### [Provided records]
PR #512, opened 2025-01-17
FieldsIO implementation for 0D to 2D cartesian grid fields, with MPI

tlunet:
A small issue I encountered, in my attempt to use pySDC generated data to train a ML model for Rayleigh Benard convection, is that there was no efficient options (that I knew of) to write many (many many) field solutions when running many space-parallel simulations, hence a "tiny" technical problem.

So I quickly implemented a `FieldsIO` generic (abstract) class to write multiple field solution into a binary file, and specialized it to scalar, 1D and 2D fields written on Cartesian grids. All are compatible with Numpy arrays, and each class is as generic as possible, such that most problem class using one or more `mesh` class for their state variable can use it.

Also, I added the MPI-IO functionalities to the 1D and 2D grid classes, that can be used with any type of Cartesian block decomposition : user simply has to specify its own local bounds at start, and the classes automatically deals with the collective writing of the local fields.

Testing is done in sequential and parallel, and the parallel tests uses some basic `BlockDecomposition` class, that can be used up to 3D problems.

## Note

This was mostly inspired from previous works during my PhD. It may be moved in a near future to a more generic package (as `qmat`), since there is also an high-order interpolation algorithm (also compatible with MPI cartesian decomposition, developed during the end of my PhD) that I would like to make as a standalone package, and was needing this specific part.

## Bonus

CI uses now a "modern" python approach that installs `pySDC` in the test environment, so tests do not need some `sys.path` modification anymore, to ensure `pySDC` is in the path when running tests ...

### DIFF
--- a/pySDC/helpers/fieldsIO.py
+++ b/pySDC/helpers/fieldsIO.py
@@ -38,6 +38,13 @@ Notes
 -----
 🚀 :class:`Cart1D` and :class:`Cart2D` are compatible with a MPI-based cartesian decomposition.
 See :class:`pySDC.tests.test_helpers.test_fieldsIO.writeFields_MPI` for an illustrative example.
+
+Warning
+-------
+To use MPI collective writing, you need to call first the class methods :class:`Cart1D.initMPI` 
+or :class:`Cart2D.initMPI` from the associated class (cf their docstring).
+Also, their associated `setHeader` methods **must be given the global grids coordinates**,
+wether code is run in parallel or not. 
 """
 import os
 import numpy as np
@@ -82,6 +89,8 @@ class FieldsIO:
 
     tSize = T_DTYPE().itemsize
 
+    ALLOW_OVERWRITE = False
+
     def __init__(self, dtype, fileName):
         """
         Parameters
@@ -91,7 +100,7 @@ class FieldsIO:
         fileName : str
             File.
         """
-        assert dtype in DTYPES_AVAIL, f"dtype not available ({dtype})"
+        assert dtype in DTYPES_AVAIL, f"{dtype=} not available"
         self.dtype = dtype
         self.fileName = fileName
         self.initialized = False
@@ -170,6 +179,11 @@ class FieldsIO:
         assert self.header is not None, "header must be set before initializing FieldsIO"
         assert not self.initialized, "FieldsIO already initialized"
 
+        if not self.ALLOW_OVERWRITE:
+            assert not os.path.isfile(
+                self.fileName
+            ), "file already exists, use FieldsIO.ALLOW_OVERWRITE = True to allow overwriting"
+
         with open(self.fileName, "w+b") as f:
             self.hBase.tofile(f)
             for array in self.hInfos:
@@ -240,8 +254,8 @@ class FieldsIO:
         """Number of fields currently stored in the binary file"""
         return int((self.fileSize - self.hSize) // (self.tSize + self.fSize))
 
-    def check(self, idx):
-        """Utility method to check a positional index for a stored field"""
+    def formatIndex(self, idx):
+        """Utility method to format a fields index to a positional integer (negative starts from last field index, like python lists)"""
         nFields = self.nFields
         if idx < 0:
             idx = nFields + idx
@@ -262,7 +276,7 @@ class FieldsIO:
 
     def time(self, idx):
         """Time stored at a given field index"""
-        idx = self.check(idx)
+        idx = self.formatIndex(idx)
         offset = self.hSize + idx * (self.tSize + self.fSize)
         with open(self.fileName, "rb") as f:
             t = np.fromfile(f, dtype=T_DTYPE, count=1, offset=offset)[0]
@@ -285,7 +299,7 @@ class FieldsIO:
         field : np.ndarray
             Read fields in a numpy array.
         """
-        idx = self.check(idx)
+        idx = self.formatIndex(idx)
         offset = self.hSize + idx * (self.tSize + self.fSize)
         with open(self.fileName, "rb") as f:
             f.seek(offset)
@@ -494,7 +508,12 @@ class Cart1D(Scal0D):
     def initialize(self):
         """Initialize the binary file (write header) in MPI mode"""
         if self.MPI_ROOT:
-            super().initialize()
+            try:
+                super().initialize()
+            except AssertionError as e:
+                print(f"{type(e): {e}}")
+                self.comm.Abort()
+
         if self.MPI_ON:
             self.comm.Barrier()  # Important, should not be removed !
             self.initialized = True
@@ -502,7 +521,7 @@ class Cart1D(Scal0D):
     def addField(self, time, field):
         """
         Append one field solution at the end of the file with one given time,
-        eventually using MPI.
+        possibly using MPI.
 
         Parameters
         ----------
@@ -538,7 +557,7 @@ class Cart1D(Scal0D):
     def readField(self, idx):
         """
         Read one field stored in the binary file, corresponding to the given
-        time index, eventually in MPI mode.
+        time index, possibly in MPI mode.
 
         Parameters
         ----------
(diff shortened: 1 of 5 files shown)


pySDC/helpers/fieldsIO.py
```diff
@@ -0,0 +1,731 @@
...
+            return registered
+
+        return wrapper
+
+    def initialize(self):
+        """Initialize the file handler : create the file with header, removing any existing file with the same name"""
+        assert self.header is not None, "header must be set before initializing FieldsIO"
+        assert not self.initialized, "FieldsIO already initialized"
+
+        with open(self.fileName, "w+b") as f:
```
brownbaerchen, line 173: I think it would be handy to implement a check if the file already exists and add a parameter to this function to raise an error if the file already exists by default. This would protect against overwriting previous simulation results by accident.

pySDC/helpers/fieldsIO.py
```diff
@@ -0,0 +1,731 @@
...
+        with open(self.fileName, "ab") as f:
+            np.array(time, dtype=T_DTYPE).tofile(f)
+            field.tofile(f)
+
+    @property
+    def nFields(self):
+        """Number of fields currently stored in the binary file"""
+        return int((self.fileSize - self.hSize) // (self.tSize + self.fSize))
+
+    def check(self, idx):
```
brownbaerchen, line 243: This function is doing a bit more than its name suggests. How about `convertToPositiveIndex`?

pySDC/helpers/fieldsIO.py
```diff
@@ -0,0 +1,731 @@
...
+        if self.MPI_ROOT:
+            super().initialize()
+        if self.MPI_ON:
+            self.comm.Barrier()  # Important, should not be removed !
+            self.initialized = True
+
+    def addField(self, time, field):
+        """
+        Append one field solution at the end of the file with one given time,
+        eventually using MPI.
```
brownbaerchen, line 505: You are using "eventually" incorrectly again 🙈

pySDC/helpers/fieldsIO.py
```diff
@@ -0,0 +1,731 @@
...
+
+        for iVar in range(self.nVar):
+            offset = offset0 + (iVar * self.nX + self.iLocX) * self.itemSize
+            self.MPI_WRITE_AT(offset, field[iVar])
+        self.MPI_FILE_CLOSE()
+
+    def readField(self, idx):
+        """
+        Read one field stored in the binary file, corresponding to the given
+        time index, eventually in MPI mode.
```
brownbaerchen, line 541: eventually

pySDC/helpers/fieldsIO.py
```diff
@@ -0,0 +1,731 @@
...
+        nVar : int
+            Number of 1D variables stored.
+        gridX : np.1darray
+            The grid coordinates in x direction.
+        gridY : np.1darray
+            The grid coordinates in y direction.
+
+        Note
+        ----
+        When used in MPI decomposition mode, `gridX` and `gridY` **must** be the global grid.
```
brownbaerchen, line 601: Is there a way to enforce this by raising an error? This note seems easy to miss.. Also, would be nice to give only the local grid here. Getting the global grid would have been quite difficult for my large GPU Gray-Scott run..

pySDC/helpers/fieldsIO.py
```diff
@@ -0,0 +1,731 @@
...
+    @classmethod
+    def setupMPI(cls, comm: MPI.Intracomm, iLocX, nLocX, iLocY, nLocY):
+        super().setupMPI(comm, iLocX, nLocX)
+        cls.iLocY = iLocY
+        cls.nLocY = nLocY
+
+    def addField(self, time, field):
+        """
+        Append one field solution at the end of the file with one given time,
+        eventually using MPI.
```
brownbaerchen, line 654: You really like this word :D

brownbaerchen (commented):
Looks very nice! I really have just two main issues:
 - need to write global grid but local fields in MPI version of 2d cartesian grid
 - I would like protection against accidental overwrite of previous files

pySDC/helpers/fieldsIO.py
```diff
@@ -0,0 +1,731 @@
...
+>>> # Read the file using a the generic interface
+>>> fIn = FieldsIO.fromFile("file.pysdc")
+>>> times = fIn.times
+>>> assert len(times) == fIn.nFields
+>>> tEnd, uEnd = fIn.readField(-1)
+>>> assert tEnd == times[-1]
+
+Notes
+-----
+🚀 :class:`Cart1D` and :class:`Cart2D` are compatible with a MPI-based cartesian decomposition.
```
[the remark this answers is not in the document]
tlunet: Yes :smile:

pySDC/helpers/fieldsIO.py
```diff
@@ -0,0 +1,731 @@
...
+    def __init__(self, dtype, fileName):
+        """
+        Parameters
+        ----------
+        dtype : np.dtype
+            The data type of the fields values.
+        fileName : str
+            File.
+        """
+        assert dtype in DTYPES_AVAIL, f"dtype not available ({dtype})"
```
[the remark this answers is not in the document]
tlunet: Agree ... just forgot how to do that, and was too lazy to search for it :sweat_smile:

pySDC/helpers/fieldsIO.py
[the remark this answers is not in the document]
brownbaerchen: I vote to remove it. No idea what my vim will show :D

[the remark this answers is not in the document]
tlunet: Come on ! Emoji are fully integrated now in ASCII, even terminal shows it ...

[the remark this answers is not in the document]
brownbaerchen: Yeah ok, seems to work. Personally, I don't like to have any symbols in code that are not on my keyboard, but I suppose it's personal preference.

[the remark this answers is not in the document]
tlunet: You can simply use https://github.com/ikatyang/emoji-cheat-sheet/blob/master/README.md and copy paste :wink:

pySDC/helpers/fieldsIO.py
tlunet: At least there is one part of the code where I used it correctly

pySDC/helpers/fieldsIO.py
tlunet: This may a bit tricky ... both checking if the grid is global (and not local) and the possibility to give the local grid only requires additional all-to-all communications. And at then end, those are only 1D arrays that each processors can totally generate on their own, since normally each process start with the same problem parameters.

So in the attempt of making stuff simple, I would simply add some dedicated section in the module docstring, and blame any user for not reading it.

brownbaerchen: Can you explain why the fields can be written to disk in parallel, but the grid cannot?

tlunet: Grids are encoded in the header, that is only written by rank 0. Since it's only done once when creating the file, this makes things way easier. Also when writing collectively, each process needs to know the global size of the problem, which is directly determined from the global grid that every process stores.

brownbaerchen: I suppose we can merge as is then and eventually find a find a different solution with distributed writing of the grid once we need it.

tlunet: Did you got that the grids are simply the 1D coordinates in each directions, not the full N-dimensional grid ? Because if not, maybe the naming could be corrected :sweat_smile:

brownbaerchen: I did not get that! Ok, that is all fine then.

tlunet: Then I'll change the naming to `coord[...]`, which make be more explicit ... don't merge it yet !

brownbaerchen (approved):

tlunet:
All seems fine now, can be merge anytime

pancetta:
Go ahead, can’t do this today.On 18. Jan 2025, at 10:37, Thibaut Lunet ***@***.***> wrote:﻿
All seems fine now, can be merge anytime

==

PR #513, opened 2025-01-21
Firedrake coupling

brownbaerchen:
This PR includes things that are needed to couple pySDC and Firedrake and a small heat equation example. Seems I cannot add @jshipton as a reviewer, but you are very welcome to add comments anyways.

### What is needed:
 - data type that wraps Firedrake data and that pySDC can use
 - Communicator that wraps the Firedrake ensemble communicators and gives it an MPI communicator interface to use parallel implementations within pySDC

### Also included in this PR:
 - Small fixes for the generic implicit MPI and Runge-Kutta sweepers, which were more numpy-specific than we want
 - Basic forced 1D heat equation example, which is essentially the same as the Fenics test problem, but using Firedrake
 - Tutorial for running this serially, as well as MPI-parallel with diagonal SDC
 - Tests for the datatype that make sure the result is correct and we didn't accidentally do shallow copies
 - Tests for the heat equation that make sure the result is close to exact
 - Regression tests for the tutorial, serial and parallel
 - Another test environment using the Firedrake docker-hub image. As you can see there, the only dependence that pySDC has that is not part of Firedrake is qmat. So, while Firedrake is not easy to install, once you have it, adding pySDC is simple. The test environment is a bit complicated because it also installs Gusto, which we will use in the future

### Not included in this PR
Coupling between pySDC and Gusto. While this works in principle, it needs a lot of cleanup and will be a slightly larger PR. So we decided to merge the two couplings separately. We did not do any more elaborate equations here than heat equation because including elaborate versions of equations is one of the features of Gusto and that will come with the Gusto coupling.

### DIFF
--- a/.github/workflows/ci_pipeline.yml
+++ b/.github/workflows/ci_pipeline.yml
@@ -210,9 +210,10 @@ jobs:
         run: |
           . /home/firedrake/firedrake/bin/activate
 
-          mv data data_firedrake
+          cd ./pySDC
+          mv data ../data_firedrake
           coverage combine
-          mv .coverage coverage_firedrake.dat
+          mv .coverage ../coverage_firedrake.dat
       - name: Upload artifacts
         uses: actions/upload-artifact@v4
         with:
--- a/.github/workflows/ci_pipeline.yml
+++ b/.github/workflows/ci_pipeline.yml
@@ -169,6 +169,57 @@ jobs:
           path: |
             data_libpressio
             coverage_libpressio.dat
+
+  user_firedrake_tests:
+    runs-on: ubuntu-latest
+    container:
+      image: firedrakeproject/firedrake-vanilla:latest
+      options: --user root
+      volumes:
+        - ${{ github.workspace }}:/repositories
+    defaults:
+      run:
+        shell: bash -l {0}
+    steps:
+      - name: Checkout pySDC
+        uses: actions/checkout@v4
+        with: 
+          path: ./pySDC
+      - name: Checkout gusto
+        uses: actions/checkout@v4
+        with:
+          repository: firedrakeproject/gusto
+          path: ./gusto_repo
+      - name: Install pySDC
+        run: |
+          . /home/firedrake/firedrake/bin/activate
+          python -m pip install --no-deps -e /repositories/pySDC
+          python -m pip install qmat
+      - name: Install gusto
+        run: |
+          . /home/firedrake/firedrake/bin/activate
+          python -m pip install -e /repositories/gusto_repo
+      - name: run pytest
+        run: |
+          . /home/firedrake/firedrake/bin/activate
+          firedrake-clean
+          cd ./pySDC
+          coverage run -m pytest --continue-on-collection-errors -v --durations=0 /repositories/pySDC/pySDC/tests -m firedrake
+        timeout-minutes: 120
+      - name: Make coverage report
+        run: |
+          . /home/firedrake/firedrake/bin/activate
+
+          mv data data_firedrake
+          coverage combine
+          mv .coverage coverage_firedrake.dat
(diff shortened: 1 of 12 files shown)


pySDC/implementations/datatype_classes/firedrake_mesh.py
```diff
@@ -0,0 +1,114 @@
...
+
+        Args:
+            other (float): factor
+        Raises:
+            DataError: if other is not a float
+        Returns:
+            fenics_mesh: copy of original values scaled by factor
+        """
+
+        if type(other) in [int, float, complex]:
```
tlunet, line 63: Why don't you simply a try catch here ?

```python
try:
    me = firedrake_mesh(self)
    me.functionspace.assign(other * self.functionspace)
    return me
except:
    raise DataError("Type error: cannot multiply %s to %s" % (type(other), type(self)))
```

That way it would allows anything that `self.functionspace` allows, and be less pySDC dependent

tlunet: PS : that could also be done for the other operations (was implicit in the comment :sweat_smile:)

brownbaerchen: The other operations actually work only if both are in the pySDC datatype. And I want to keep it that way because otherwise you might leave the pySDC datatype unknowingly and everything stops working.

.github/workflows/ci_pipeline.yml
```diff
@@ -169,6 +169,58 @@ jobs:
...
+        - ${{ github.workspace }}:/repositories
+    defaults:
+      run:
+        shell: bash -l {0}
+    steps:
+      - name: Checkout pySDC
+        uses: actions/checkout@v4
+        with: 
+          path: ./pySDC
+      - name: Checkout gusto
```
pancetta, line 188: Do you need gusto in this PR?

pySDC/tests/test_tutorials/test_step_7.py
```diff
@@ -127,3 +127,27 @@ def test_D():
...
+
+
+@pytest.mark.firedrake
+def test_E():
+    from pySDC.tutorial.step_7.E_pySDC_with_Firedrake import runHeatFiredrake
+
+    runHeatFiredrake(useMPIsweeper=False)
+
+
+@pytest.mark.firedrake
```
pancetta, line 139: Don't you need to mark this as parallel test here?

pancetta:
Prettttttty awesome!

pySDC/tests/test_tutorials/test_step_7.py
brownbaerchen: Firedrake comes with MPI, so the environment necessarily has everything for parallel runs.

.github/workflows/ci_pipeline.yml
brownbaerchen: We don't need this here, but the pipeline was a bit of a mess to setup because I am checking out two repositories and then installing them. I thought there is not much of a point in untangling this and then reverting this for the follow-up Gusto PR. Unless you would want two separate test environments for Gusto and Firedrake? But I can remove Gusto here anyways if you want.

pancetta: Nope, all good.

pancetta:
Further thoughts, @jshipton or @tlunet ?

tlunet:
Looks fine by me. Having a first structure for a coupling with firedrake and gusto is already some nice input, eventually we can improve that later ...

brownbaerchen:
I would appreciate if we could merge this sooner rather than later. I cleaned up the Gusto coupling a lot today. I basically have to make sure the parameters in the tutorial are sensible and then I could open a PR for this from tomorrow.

==

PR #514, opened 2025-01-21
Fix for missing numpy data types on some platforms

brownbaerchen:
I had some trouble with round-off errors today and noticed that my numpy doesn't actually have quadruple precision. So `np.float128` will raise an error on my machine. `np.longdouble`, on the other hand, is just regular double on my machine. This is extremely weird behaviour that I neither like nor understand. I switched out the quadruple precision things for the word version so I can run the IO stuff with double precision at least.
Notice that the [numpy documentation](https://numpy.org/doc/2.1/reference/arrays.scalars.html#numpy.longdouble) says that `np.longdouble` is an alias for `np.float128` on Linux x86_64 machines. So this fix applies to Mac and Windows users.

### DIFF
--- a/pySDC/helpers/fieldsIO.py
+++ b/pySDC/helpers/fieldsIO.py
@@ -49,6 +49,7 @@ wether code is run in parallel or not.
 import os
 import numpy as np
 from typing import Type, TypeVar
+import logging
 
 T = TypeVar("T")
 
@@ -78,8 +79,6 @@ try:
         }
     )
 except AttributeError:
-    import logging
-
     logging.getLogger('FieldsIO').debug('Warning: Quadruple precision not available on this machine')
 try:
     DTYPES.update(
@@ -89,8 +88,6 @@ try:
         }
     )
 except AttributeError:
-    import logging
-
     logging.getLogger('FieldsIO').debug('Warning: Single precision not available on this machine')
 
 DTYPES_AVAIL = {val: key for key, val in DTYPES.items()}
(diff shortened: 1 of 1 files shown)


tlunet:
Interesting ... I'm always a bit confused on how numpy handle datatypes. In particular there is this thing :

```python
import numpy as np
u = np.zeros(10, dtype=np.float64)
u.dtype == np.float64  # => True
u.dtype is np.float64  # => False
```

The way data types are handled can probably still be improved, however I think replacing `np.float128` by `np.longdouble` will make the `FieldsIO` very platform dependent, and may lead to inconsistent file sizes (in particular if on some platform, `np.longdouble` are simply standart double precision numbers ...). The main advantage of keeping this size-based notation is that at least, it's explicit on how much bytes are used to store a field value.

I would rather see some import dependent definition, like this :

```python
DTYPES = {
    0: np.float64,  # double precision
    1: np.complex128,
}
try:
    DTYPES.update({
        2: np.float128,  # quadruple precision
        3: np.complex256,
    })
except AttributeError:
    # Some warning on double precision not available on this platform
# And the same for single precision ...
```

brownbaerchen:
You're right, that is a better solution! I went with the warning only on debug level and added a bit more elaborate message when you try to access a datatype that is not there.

### [Task to carry out]
Every line above that contains the word "copy" should be reported.

### [Result of this exercise]
tlunet: You can simply use https://github.com/ikatyang/emoji-cheat-sheet/blob/master/README.md and copy paste :wink:
+            fenics_mesh: copy of original values scaled by factor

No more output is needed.